▶ **TASK STATEMENT**
Go through the entries below and tally the lines containing the string "does"; report only the tally.
═══
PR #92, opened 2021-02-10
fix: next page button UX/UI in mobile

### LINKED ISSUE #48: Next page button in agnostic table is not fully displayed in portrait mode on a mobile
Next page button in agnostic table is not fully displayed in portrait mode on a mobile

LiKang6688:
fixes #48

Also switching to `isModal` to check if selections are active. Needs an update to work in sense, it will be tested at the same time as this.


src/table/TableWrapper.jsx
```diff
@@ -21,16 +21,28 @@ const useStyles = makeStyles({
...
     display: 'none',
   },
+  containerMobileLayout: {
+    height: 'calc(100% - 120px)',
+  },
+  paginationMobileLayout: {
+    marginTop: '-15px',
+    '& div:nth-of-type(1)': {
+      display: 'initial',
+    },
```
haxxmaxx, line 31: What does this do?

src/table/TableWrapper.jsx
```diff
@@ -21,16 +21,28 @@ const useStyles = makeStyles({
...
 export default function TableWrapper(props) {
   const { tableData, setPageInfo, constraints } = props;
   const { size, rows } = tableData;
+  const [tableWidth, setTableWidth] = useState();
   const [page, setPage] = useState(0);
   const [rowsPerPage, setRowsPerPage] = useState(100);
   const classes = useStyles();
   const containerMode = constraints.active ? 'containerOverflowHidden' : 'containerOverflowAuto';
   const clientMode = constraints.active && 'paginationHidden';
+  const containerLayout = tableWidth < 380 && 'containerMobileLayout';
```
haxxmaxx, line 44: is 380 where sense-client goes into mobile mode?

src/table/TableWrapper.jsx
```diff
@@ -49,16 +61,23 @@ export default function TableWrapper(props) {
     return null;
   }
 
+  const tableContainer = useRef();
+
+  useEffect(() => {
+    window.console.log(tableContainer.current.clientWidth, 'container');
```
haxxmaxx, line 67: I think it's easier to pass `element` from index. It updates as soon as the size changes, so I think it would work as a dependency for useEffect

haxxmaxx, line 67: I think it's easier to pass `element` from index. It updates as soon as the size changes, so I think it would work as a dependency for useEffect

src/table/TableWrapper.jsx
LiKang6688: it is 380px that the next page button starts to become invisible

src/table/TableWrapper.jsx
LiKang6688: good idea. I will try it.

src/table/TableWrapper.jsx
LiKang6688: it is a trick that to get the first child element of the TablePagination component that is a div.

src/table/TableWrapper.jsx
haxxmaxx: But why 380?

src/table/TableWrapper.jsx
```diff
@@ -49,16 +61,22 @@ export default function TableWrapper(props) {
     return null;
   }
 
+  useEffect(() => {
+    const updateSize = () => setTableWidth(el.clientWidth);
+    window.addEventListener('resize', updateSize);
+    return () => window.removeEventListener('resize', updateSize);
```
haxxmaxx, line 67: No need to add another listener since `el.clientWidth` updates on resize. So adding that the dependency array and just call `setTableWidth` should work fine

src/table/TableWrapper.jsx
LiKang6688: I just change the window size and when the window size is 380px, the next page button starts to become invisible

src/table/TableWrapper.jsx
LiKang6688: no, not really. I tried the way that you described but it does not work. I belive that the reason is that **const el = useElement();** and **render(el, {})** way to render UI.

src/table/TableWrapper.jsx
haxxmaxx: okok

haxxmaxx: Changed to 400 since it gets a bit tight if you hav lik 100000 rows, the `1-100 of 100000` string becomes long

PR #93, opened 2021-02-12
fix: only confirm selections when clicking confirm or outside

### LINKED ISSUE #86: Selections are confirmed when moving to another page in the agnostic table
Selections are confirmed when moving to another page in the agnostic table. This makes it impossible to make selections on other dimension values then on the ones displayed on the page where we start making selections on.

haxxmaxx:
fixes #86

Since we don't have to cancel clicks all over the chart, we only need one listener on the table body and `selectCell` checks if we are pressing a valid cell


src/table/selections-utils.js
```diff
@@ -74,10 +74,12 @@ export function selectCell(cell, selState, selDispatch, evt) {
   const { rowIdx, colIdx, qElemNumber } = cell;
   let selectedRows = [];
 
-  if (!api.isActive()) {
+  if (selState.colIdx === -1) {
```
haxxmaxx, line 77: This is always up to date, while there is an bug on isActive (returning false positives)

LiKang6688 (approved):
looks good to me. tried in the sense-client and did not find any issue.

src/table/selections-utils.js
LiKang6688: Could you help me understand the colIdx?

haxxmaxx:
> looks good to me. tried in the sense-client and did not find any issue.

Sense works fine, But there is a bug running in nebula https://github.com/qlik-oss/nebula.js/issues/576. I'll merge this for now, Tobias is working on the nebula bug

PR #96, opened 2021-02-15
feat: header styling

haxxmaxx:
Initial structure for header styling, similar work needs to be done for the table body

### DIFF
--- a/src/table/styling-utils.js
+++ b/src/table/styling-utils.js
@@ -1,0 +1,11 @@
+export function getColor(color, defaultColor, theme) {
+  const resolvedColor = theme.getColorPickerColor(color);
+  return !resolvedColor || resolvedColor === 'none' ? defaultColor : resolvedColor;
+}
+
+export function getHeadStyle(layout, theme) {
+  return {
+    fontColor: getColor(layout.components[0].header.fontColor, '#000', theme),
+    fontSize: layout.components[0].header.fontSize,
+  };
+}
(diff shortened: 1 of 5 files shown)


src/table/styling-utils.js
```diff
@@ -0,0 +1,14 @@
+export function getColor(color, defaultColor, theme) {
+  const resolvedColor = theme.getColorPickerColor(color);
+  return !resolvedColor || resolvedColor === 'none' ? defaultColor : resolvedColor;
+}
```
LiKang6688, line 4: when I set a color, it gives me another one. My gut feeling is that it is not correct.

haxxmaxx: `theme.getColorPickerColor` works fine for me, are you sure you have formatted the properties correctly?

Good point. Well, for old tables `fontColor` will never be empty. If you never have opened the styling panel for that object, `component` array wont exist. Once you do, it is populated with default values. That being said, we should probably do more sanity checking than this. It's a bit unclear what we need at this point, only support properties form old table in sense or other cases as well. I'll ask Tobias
═══
▶ **RESPONSE AREA**
2